WORK ITEM:
Only the lines of the data below from the one with "Rewrite errors manual to give the big picture" through the one with "This rewrites the" are wanted. Repeat them exactly.

EXERCISE MATERIAL:
----

PR #2558, opened 2020-05-18
Rewrite errors manual to give the big picture

benthorner:
https://trello.com/c/Uzpw1bDA/243-document-how-error-pages-work-on-govuk

Previously I found this manual hard to read, because the policy at
the top only applied to two of the subsequent sections: most errors
are *not* reported to Sentry. Most of the linked URLs also did not
work for me, and seem largely unnecessary/verbose.

This rewrites the manual to surface the two approaches we have for
errors more concisely, while maintaining the original policy of the
associated RFC. Shortening this general manual about 'errors' will
also allow for a planned addition that describes what happens when
an application errors on GOV.UK (this will be in a future PR).

### DIFF
--- a/source/manual/errors.html.md
+++ b/source/manual/errors.html.md
@@ -1,109 +1,50 @@
 ---
 owner_slack: "#govuk-developers"
-title: Triage and handle errors
+title: How we handle errors
 section: Monitoring
 layout: manual_layout
 parent: "/manual.html"
-last_reviewed_on: 2019-11-11
+last_reviewed_on: 2020-05-18
 review_in: 6 months
 ---
 
+## How we categorise errors
+
 Sometimes applications will encounter exceptions. This policy describes what we should do for different types of errors. It was first proposed in [RFC 87](https://github.com/alphagov/govuk-rfcs/blob/master/rfc-087-dealing-with-errors.md).
 
-## Principles
+### High priority errors
 
-### 1. When something goes wrong, we should be notified
+1. **When something goes wrong, we should be notified**. Applications should report exceptions to Sentry. Applications must not swallow errors.
 
-Applications should report exceptions to Sentry. Applications must not swallow errors.
+1. **Notifications should be actionable**. Sentry notifications should be something that requires a developer of the app to do something about it. Not just a piece of information.
 
-### 2. Notifications should be actionable
+1. **Applications should not continue to have these errors**. The goal of GOV.UK is that applications should not error. When something goes wrong it should be fixed.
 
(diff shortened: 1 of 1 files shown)


source/manual/errors.html.md
```diff
@@ -1,109 +1,50 @@
...
-
-Desired behaviour: our environment is set up such that these errors do not occur.
-
-### Bad request errors
-
-User makes a request the application can't handle ([example][bad-request]).
+Sometimes applications will encounter exceptions. This policy describes what we should do for different types of errors. It was first proposed in [RFC 87](https://github.com/alphagov/govuk-rfcs/blob/master/rfc-087-dealing-with-errors.md).
 
-Often happens in [security checks](https://sentry.io/govuk/app-frontend/issues/400074979).
+### High priority errors
```
vanitabarrett, line 15: How have we categorised errors into high and low here?

source/manual/errors.html.md
```diff
@@ -1,109 +1,50 @@
...
+1. **When something goes wrong, we should be notified**. Applications should report exceptions to Sentry. Applications must not swallow errors.
 
-Desired behaviour: user gets feedback, error is not reported to Sentry
+1. **Notifications should be actionable**. Sentry notifications should be something that requires a developer of the app to do something about it. Not just a piece of information.
 
-[bad-request]: https://sentry.io/govuk/app-service-manual-frontend/issues/400074003
+1. **Applications should not continue to have these errors**. The goal of GOV.UK is that applications should not error. When something goes wrong it should be fixed.
 
-### Incorrect bubbling up of errors
+Errors that should be reported:
```
vanitabarrett, line 23: This suggests to me that there are high-priority errors that shouldn't be reported? Which goes a bit against "Applications should report exceptions to Sentry"? 

Is this just a list of what we consider to be a high priority error?

benthorner: Oops, you're right, it's a strange implication left over from a previous draft. Updated 👍.

source/manual/errors.html.md
benthorner: The two kinds of error we've got here is based on the previous version of this manual. I've introduced the terminology 'high' and 'low' as a way to refer to them.

- If we're just logging the errors and not actively doing anything about them, it seems fair to say these are 'low priority'.

- If we alert on the errors and are expected to act on that alerts, it seems fair to say these are 'high priority'.

In reality, I don't think people pay as much attention to Sentry as this manual suggests they should, but that's a different problem.

Does that help? I'm open to other terminology, if you have any suggestions.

----

TASK RESULT:
Rewrite errors manual to give the big picture

benthorner:
https://trello.com/c/Uzpw1bDA/243-document-how-error-pages-work-on-govuk

Previously I found this manual hard to read, because the policy at
the top only applied to two of the subsequent sections: most errors
are *not* reported to Sentry. Most of the linked URLs also did not
work for me, and seem largely unnecessary/verbose.

This rewrites the manual to surface the two approaches we have for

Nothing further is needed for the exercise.